Jacob Lee’s Masters of the Middle Waters traces warfare, conquest, trade, and diplomacy throughout Middle America from the fall of Cahokia to the rise of the United States. Taking aim at the “false dichotomy between Native peoples who built societies around kinship and Europeans who focused on race,” Lee argues that both Indigenous and Europeans along the Mississippi built their worlds around the politics of kinship diplomacy. Well before the arrival of Europeans, Indigenous peoples and nations in Middle America used marriage, adoption, and ceremony to form economic and political alliances. It was these same practices, Lee argues, that dictated their relationships with Euro-American peoples that entered the region.
Utilizing both archeological and ethnographic sources, Lee brings his reader back to a Middle America before Europeans, as commercial and military power shifted between Mississippian and Oneota (Ho-Chunk, Ioway, Missouria, and Otoe) peoples. That is until the seventeenth century, when the Illinois peoples (Lee argues they constitute a single nation) emerged from the east and, primarily through military conquest, exerted hegemonic power over the Central Mississippi and Illinois River Valleys. By controlling the riverways, the original paths for international trade in Native America, the Illinois were able to use their military strength to dominate the region economically. Although one must be cautious about relying too much upon archaeological evidence to tell a historical narrative, Lee is careful not to overstate the facts and to qualify his narrative when necessary.

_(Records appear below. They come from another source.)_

PR #272, opened 2024-05-08
Add support for uninstalled AIP-62 compatible wallets

0xmaayan:
With the new wallet standard (AIP-62) it is hard to display extension wallets that are not installed on the user machine. 

This PR introduces a registry for AIP-62 compatible wallets so the adapter could display these wallets to the end user on a wallet selector modal and provide the option to install these wallets.

Additionally, the adapter detects the device type and modifies the wallet selector modal list based on device type
- remove wallets not compatible with device

See https://aptos-labs.github.io/aptos-wallet-adapter/nextjs-example-testing/ - can try it on a browser where Nightly is not installed (as Nightly is the only AIP-62 compatible wallet these days)

On a mobile view - only mobile compatible wallets are shown
IMG_7667


packages/wallet-adapter-core/src/AIP62StandardWallets/registry.ts
```diff
@@ -0,0 +1,24 @@
...
+ *
+ * AIP-62 compatible wallets are required to add their wallet info here if they want to be detected by the adapter
+ *
+ * name - The wallet name
+ * url - The wallet website url (where users can download it from)
+ * icon - The wallet icon
+ */
+export const aptosStandardSupportedWalletList: Array<AptosStandardSupportedWallet> =
+  [
+    {
```
gregnazario, line 17: Do we want to possibly look at making this decentralized in the future?  Or are we just hoping everyone contributes here.

(Or even let people customize which ones show up)

gregnazario (approved):

packages/wallet-adapter-core/src/AIP62StandardWallets/registry.ts
0xmaayan: Yea, we would probably modify it a bit in the future, for now we only have Nightly and we want it to show up for users so we go with this initial implementation

PR #273, opened 2024-05-09
Fix the `useEffect` dependency in auto-connect

xbtmatt:
### Description

The `useEffect` dependency in the auto-connect block in `WalletProvider.tsx` was using the `wallets` array directly rather than as a single dependency in the dependency array, which seems like it was most likely a typo.

This wasn't an issue before because the `wallets` value was static and never changed upon load. Now that AIP-62 compliant wallets load at a separate time than the non-AIP-62 wallets, this value changes and thus React now warns you:

```shell
client.js:2 Warning: The final argument passed to useEffect changed size between renders. The order and size of this array must remain constant.

Previous: [[object Object], [object Object], [object Object], [object Object]]
Incoming: [[object Object], [object Object], [object Object], [object Object], [object Object]]
```

Note the additional object in the `Incoming` array is the `Nightly` wallet

I've updated it to be correct:

```tsx
  useEffect(() => {
    if (autoConnect) {
      if (localStorage.getItem("AptosWalletName") && !connected) {
        connect(localStorage.getItem("AptosWalletName") as WalletName);
      } else {
        // if we dont use autoconnect set the connect is loading to false
        setIsLoading(false);
      }
    }
  }, [wallets]);  //  <-------------- was `wallets` before
  ```
  
I also fixed a few typos in the repo 😄

### DIFF
--- a/.changeset/odd-dingos-lie.md
+++ b/.changeset/odd-dingos-lie.md
@@ -1,0 +1,5 @@
+---
+"@aptos-labs/wallet-adapter-react": patch
+---
+
+Updated the `useEffect` dependency array for auto-connecting
--- a/.changeset/odd-dingos-lie.md
+++ b/.changeset/odd-dingos-lie.md
@@ -2,4 +2,4 @@
 "@aptos-labs/wallet-adapter-react": patch
 ---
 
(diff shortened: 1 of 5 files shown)


0xmaayan (approved):
❤️

PR #275, opened 2024-05-10
[deps] Upgrade NextJS for example

gregnazario:


0xmaayan:
Have we tested the demo dapp doesnt break?

gregnazario:
> Have we tested the demo dapp doesnt break?

I'm testing it now, since the build is broken :(

PR #277, opened 2024-05-13
Exposing wallet adapter core into window object

hardsetting:
In order to enable dynamic behaviors, we're now exposing the dapp's wallet adapter version through the window object, when available


bv-aptos (approved):
It's beautiful!

Ship it!

0xmaayan:
Dont manually upgrade version, but use pnpm run changeset

PR #279, opened 2024-05-14
Add support for AIP-62 compatible SDK wallets

0xmaayan:
Following AIP-62, SDK wallets expected to be implemented within the adapter core so the wallet adapter can manage and handle their packages.

This PR adds `T Wallet` as an SDK wallet and implements a logic to include it in the available wallets array.

### DIFF
--- a/packages/wallet-adapter-core/src/WalletCore.ts
+++ b/packages/wallet-adapter-core/src/WalletCore.ts
@@ -24,8 +24,10 @@ import {
   NetworkInfo as StandardNetworkInfo,
   UserResponse,
   UserResponseStatus,
+  isWalletWithRequiredFeatureSet,
 } from "@aptos-labs/wallet-standard";
 
+import SDKWallets from "./AIP62StandardWallets/sdkWallets";
 import { ChainIdToAnsSupportedNetworkMap, WalletReadyState } from "./constants";
 import {
   WalletAccountChangeError,
@@ -132,6 +134,8 @@ export class WalletCore extends EventEmitter<WalletCoreEvents> {
     this.fetchAptosWallets();
     // Append AIP-62 compatible wallets that are not detected on the user machine
     this.appendNotDetectedStandardSupportedWallets(this._standard_wallets);
+    // Stretegy to detect AIP-62 standard compatible SDK wallets
+    this.fetchSDKWallets();
   }
 
   private scopePollingDetectionStrategy() {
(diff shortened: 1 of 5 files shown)


packages/wallet-adapter-core/src/WalletCore.ts
```diff
@@ -194,7 +198,23 @@ export class WalletCore extends EventEmitter<WalletCoreEvents> {
...
+
+    SDKWallets.map((sdkWallet: AptosStandardWallet) => {
+      const isValid = isWalletWithRequiredFeatureSet(sdkWallet);
+      // TODO add user opt-in check
+      if (isValid) {
+        const standardWallet = sdkWallet;
+        standardWallet.readyState = WalletReadyState.Installed;
+        aptosStandardWallets.push(standardWallet);
+        this.standardizeStandardWalletToPluginWalletType(standardWallet);
+      }
```
hardsetting: A little confused here.
Why do we have to cast, and manually set readyState?

hardsetting: Calling `setWallets` would override the `_standard_wallets` value right?

packages/wallet-adapter-core/src/WalletCore.ts
```diff
@@ -194,15 +196,28 @@ export class WalletCore extends EventEmitter<WalletCoreEvents> {
...
+   *
+   * Loop over local SDK and Extensions wallets
+   * 1) check it is Standard compatible
+   * 2) Update their readyState to Installed (for a future UI detection)
+   * 3) push the wallet into a local wallets array
+   * 4) standardize each wallet to the Wallet Plugin type interface for legacy compatibility
+   *
+   * @param extensionwWallets
+   */
+  private setWallets(extensionwWallets: readonly AptosWallet[]) {
```
0xmaayan, line 210: @hardsetting please take another look, I have updated the code.

Can see a live example here https://aptos-labs.github.io/aptos-wallet-adapter/nextjs-example-testing/

hardsetting (approved):

packages/wallet-adapter-core/src/WalletCore.ts
hardsetting: Just checking that `this.fetchAptosWallets()` is always called so that `this._aptos_wallets` is always initialized

0xmaayan: yes, it is part of the `WalletCore` constructor method, so always called
https://github.com/aptos-labs/aptos-wallet-adapter/blob/main/packages/wallet-adapter-core/src/WalletCore.ts#L132

PR #283, opened 2024-05-21
Wallets opt-in support

0xmaayan:
Add support for the user to opt-in to specific wallets they want to include in their dapp.

This logic is only for AIP-62 compatible wallets.

```
 <AptosWalletAdapterProvider
      plugins={wallets}
      optInWallets=["Nightly","T wallet"] // include Nightly and T wallet wallets
    >
  {children}
</AptosWalletAdapterProvider>
```

### DIFF
--- a/packages/wallet-adapter-core/src/AIP62StandardWallets/types.ts
+++ b/packages/wallet-adapter-core/src/AIP62StandardWallets/types.ts
@@ -8,3 +8,5 @@ export interface AptosStandardSupportedWallet<Name extends string = string> {
   readyState: WalletReadyState.NotDetected;
   isAIP62Standard: true;
 }
+
+export type AvailableWallets = "Nightly" | "T wallet";
--- a/packages/wallet-adapter-core/src/WalletCore.ts
+++ b/packages/wallet-adapter-core/src/WalletCore.ts
@@ -242,7 +242,7 @@ export class WalletCore extends EventEmitter<WalletCoreEvents> {
    * @param walletName
    * @returns
    */
-  private excludeWallet(walletName: string): boolean {
+  excludeWallet(walletName: string): boolean {
     // If _optInWallets is not empty, and does not include the provided wallet,
     // return true to exclude the wallet, otherwise return false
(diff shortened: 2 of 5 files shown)


packages/wallet-adapter-core/src/AIP62StandardWallets/types.ts
```diff
@@ -8,3 +8,5 @@ export interface AptosStandardSupportedWallet<Name extends string = string> {
   readyState: WalletReadyState.NotDetected;
   isAIP62Standard: true;
 }
+
+export type AvailableWallets = "Nightly" | "T wallet";
```
hardsetting, line 12: Do we have a list of default wallets we can obtain this list from?

packages/wallet-adapter-core/src/WalletCore.ts
```diff
@@ -221,6 +232,26 @@ export class WalletCore extends EventEmitter<WalletCoreEvents> {
...
+  private excludeWallet(walletName: string): boolean {
+    // If _optInWallets is not empty, and does not include the provided wallet,
+    // return true to exclude the wallet, otherwise return false
+    if (
+      this._optInWallets.length > 0 &&
+      !this._optInWallets.includes(walletName as AvailableWallets)
+    ) {
+      return true;
+    }
+    return false;
```
hardsetting: nit: not sure if this needs to be a private method.
It's only used once and it's just simple filtering that most developer understand intuitively.

```typescript
// Filter out wallets when the user has explicitly provided an opt-in list
if (this._optInWallets.length > 0 && !this_optInWallets.includes(walletName) {
  return;
}
```

hardsetting (approved):
lgtm!

packages/wallet-adapter-core/src/AIP62StandardWallets/types.ts
0xmaayan: not really. we have a wallet registry list only for extension wallets. This can be the list 😄

PR #287, opened 2024-05-24
Support account prop to be of AIP-62 `AccountInfo` type

0xmaayan:
The adapter returns the current connected wallet account address and public key as a `string` type. With the latest AIP-62 upgrade, the Wallet now returns the account address as a `AccountAddress` type and the public ket as `PublicKey` type.

This change is to support the 2 new types to be returned correctly from the adapter.
With this change, the `account` type returned by the adapter is of type [AccountInfo](https://github.com/aptos-labs/aptos-wallet-adapter/blob/main/packages/wallet-adapter-core/src/LegacyWalletPlugins/types.ts#L56) | [NewStandardAccountInfo](https://github.com/aptos-labs/wallet-standard/blob/main/src/AccountInfo.ts#L17)

Before
```
const {account} = useWallet();
account.address // string type
account.publicKey // string type
```

Now
```
const {account} = useWallet();
account.address // string | AccountAddress type
account.publicKey // string | PublicKey type
```

### DIFF
--- a/apps/nextjs-example/pages/index.tsx
+++ b/apps/nextjs-example/pages/index.tsx
@@ -13,11 +13,11 @@ import SponsorTransaction from "../components/transactionFlow/Sponsor";
 import MultiAgentTransaction from "../components/transactionFlow/MultiAgent";
 import Row from "../components/Row";
 import Col from "../components/Col";
-import { Network } from "@aptos-labs/ts-sdk";
-import { Select, Typography } from "antd";
+import { AccountAddress, Network } from "@aptos-labs/ts-sdk";
+import { Typography } from "antd";
 import {
   AptosChangeNetworkOutput,
-  StandardNetworkInfo,
+  NewStandardAccountInfo,
   isAptosNetwork,
 } from "@aptos-labs/wallet-adapter-core";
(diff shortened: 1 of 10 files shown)


gregnazario (commented):
so, if people continue provide a string version, then you won't know the type of key?

Should we provide an optional key type?  There's not going to be any loss of type conversion across this boundary is there?

0xmaayan:
> so, if people continue provide a string version, then you won't know the type of key?
> 
> Should we provide an optional key type? There's not going to be any loss of type conversion across this boundary is there?

It should come from the wallet side, the new standard requires the wallet to provide a typed public key

gregnazario (approved):

apps/nextjs-example/pages/index.tsx
```diff
@@ -47,7 +48,7 @@ const isMainnet = (connected: boolean, networkName?: string): boolean => {
 
 export default function App() {
   const { account, connected, network, wallet, changeNetwork } = useWallet();
-
+  console.log("account", account);
```
gregnazario: Oh probably remove this?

In many ways, Masters of the Middle Waters works as a western counterpoint to Richard White’s description of the Great Lakes in The Middle Ground during the same period. Where White finds that Indigenous nations and French colonial officials were forced to create new ways for cultural and political mediation, Lee demonstrates that Francophones far away from the colonial centers instead depended upon Indigenous peoples and Indigenous political culture. While France, Spain, and England fought their imperial wars—ostensibly acquiring and ceding the Mississippi River Valley—in reality, the Illinois, Osage, Choctaw, and Chickasaw nations, among others, continued to control the region and its resources, requiring European colonists to maintain the bonds of kinship.
An Illinois Akima (Chief) smoking a Calumet Pipe used as part of an alliance ceremony
After this broad focus, Lee then shifts his attention onto the Chouteau trading family of St. Louis. By the turn of the 19th century, embrace of politics of kinship diplomacy enabled their economic and political relationship with Osage, Spain, and the United States. Strongly implying that this single family became the “Masters of the Middle Waters,” Lee argues that the Chouteaus are central to the relationship between the Osage and Spain, even possessing the power to hand-pick Osage leadership.
Following the Louisiana Purchase, Lee contends that the Chouteaus used their power and influence to broker land cessions between the Osage Nation and the United States for their own personal profit. As other historians have also found, despite efforts by tribal nations to bring the United States into the same political and social relationships that connected other tribes and European empires together, Americans sought a new relationship based upon dominance and dispossession. It is with his analysis of the Chouteaus that Lee finds himself on shakier ground. While there is no doubt that the Chouteau’s were an influential family, one must question whether or not they had the power that Lee assigns to them.
Auguste Chouteau—Founder of St. Louis and Head of the Chouteau family
By centering his narrative in the social geography of the central Mississippi Valley, Lee seamlessly transitions between the various peoples, nations, and empires that vied for control over the region from the fall of Cahokia to the rise of the United States. Just as Mississippian peoples chose the location of the city of Cahokia based upon its proximity to the Mississippi River and other riverways, Euro-Americans too built up their city of St. Louis for the very same purposes. Rather than exoticize Indigenous people’s connections and attachments to place, Lee demonstrates that it is, in fact, a universal commonality shared by Indigenous peoples, Francophones, and Anglo-Americans.
Masters of the Middle Waters gives the early history of Middle America the treatment it deserves, placing a region often discussed as an imperial battleground squarely in Native America and ultimately controlled by Native nations and communities. Lee demonstrates a mastery of the sources, utilizing both written Native and European documents, as well as traditional Native accounts in painting a fuller picture of the central Mississippi River Valley and the peoples that inhabited it. This important book should quickly find its way into the essential canon of Native American history and Lee should be commended for it.